Yargıtay Kararı 3. Hukuk Dairesi 2010/11035 E. 2010/14041 K. 13.09.2010 T.

YARGITAY KARARI
DAİRE : 3. Hukuk Dairesi
ESAS NO : 2010/11035
KARAR NO : 2010/14041
KARAR TARİHİ : 13.09.2010

MAHKEMESİ :ASLİYE HUKUK MAHKEMESİ

Taraflar arasında görülen nafaka davasının yapılan muhakemesi sonunda mahalli mahkemece verilen hüküm davalı tarafından temyiz edilmiştir.
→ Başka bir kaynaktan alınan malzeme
PR #1244, opened 2023-05-12
Add NetworkIOMeter support for Darwin

UeiWang:
Relevant issue: #1138

### DIFF
--- a/darwin/Platform.c
+++ b/darwin/Platform.c
@@ -14,6 +14,10 @@ in the source distribution for its full text.
 #include <math.h>
 #include <stdlib.h>
 #include <unistd.h>
+#include <net/if.h>
+#include <net/if_types.h>
+#include <net/route.h>
+#include <sys/socket.h>
 #include <sys/_types/_mach_port_t.h>
 
 #include <CoreFoundation/CFBase.h>
@@ -138,6 +142,7 @@ const MeterClass* const Platform_meterTypes[] = {
    &ZfsArcMeter_class,
    &ZfsCompressedArcMeter_class,
    &DiskIOMeter_class,
+   &NetworkIOMeter_class,
    &FileDescriptorMeter_class,
    &BlankMeter_class,
    NULL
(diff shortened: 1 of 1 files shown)


darwin/Platform.c
```diff
@@ -464,10 +469,58 @@ bool Platform_getDiskIO(DiskIOData* data) {
...
+   }
+
+   unsigned long long int bytesReceived_sum = 0, packetsReceived_sum = 0, bytesTransmitted_sum = 0, packetsTransmitted_sum = 0;
+
+   for (char *next = buf; next < buf + len;) {
+      IGNORE_WCASTALIGN_BEGIN
+      struct if_msghdr *ifm = (struct if_msghdr*) next;
+      IGNORE_WCASTALIGN_END
+
+      next += ifm->ifm_msglen;
```
BenBE, line 502: You can avoid the cast alignment warning by first casting to `void*` in an intermediate step.

darwin/Platform.c
```diff
@@ -464,10 +469,58 @@ bool Platform_getDiskIO(DiskIOData* data) {
...
+   /* Determine len */
+   if (sysctl(mib, ARRAYSIZE(mib), NULL, &len, NULL, 0) < 0)
+      return false;
+
+   char *buf = xMalloc(len);
+
+   if (sysctl(mib, ARRAYSIZE(mib), buf, &len, NULL, 0) < 0) {
+      free(buf);
+      return false;
+   }
```
BenBE, line 493: As the allocated buffer may be too small due to a race condition, try to allocate enough memory in a loop (with some slack); and only fail after 3 or so attempts to get the data.

Similar to what is done for listing processes/LWP …

BenBE (changes requested):

darwin/Platform.c
Explorer09: 1. I wonder, is there an API that allocates the buffer and returns the `sysctl` information in one atomic step? Because it looks like we could not avoid the rece condition otherwise.
2. Is it possible that we reuse the `buf` buffer and avoid the repeated `xMalloc` and `free` routines? I mean, track the allocated buffer and it's size in global variables, and use `xRealloc` when the buffer needs expanding. I don't know if htop had used this practice before.

BenBE: > 1. I wonder, is there an API that allocates the buffer and returns the `sysctl` information in one atomic step? Because it looks like we could not avoid the race condition otherwise.

We can't fully avoid this if the interface to query the information does not provide the required size directly. Additionallythis size can change at any time, thus insufficient buffer space is not a bug in itself. Thus the code should be able to cope with the situation and increase the buffer if necessary; but break out of the loop, if repeated attempts fail. As mentioned: That's what the process information code (e.g. on Darwin) does.

> 2. Is it possible that we reuse the `buf` buffer and avoid the repeated `xMalloc` and `free` routines? I mean, track the allocated buffer and it's size in global variables, and use `xRealloc` when the buffer needs expanding. I don't know if htop had used this practice before.

That's what the `Platform_init` and `Platform_done` functions are for. Also the code should just re-allocate the buffer as needed for subsequent requests.

BenBE (changes requested):

darwin/Platform.c
```diff
@@ -15,6 +15,10 @@ in the source distribution for its full text.
 #include <stdlib.h>
 #include <unistd.h>
 #include <sys/_types/_mach_port_t.h>
+#include <sys/socket.h>
+#include <net/if.h>
+#include <net/if_types.h>
+#include <net/route.h>
```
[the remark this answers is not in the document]
UeiWang: What do you suggest?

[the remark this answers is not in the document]
BenBE: Have a look at the style guide. Alphabetical, parent directory first, system headers before project headers (exception: associated file header).

darwin/Platform.c
```diff
@@ -464,10 +469,65 @@ bool Platform_getDiskIO(DiskIOData* data) {
...
-   (void)data;
-   return false;
+   int mib[6] = {CTL_NET,
+      PF_ROUTE, /* routing messages */
+      0, /* protocal number, currently always 0 */
+      0, /* select all address families */
+      NET_RT_IFLIST2, /* interface list with addresses */
+      0};
+
+   for (unsigned int retry = 0; retry < 4; retry++) {
```
BenBE, line 483:
```suggestion
   for (size_t retry = 0; retry < 4; retry++) {
```

darwin/Platform.c
```diff
@@ -464,10 +469,65 @@ bool Platform_getDiskIO(DiskIOData* data) {
...
+      size_t len;
```
BenBE, line 484:
```suggestion
      size_t len = 0;
```

Avoid uninitialized stack variables …

darwin/Platform.c
```diff
@@ -464,10 +469,65 @@ bool Platform_getDiskIO(DiskIOData* data) {
...
+
+      if (sysctl(mib, ARRAYSIZE(mib), buf, &len, NULL, 0) < 0) {
+         free(buf);
+         if (errno == ENOMEM && retry < 3)
+            continue;
+         else
+            return false;
+      }
+
+      unsigned long long int bytesReceived_sum = 0, packetsReceived_sum = 0, bytesTransmitted_sum = 0, packetsTransmitted_sum = 0;
```
BenBE, line 501:
```suggestion
      uint64_t bytesReceived_sum = 0, packetsReceived_sum = 0, bytesTransmitted_sum = 0, packetsTransmitted_sum = 0;
```

BenBE (changes requested):

darwin/Platform.c
```diff
@@ -464,10 +469,65 @@ bool Platform_getDiskIO(DiskIOData* data) {
...
+      0};
+
+   for (unsigned int retry = 0; retry < 4; retry++) {
+      size_t len;
+
+      /* Determine len */
+      if (sysctl(mib, ARRAYSIZE(mib), NULL, &len, NULL, 0) < 0 || len == 0)
+         return false;
+
+      len += 16 * retry * retry * sizeof(struct if_msghdr2);
```
Explorer09, line 490: What does this `16 * retry * retry` come from?

BenBE: That's for exponential back-off to over-allocate in case of rapid fluctuations. Not strictly necessary for network stuff, but doesn't hurt either.

darwin/Platform.c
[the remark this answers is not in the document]
UeiWang: OK. I didn't know alphabetical order is required since this requirement is missing from the style guide.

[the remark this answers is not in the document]
BenBE: I'm certain it's in the style guide. But given some systems have broken headers, it's worded less strictly (alphabetical, unless required otherwise, but add comment in that case).

BenBE (approved):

Y A R G I T A Y K A R A R I

Temyiz isteminin süresi içinde olduğu anlaşıldıktan sonra dosyadaki bütün kağıtlar okunup gereği düşünüldü.
Davacı vekili dilekçesinde; çıkan tartışma neticesinde davalı eşi ile ayrı yaşamaya başlayan davacının kardeşinin yanına sığındığını ileri sürerek, davacı için aylık 250 TL tedbir nafakasına hükmedilmesini talep ve dava etmiştir.
Davalı cevap dilekçesinde; birkaç ay birlikte yaşadığı davacının müşterek evi haklı bir neden olmaksızın terk ettiğini, açılan dava nedeniyle davacının nerede ikamet etmekte olduğunu öğrenebildiğini, ilerlemiş yaşı nedeniyle bakıma muhtaç olduğunu savunarak davanın reddine karar verilmesini talep etmiştir.
Mahkemece, davalı kocanın kusurlu davranışları nedeniyle davacı eşin ayrı yaşamakta haklı olduğu gerekçesi ile istemin kısmen kabulüne karar verilmiştir.
4721 sayılı TMK. nun 195. maddesi uyarınca, evlilik birliğinden … yükümlülüklerin yerine getirilmemesi veya evlilik birliğine ilişkin önemli bir konuda uyuşmazlığa düşülmesi halinde eşler ayrı ayrı veya birlikte hâkimin müdahalesini isteyebilir. Hâkim, gerektiği takdirde eşlerden birinin istemi üzerine kanunda öngörülen önlemleri alır.
Aynı yasanın 197. maddesine göre de; eşlerden biri, ortak hayat sebebiyle kişiliği, ekonomik güvenliği veya ailenin huzuru ciddi biçimde tehlikeye düştüğü sürece ayrı yaşama hakkına sahiptir.
Birlikte yaşamaya ara verilmesi haklı bir sebebe dayanıyorsa hâkim, eşlerden birinin istemi üzerine birinin diğerine yapacağı parasal katkıya, konut ve ev eşyasından yararlanmaya ve eşlerin mallarının yönetime ilişkin önlemleri alır.
Buna göre davacının ayrı yaşamada, haklı olup olmadığının araştırılması ve “ayrı yaşamada haklılık” olgusunun kanıtlanması gerekir.
Somut olayda; davacı tanıkları, davacının davalı ile geçinemediğini bildirdiğini, davalıyı ise tanımadıklarını ifade etmişlerdir. Bu anlatımlardan davacı eşin ayrı yaşamakta haklı olduğunu kabul etmek mümkün değildir. Davacı eşin, davalının ikamet etmekte olduğu müşterek eve dönmemekte haklı olduğunu kanıtlaması gerekir. Bu yönde kabul edilebilir herhangi bir delil bulunmamaktadır. Bu nedenle davanın reddi gerekirken kısmen kabulü yönünde karar verilmiş olması doğru görülmemiştir.
Bu itibarla yukarıda açıklanan esaslar gözönünde tutulmaksızın yazılı şekilde hüküm tesisi isabetsiz, temyiz itirazları bu nedenlerle yerinde olduğundan kabulü ile hükmün HUMK. nun 428. maddesi gereğince BOZULMASINA, peşin alınan temyiz harcının istek halinde temyiz edene iadesine, 13.09.2010 tarihinde oybirliğiyle karar verildi.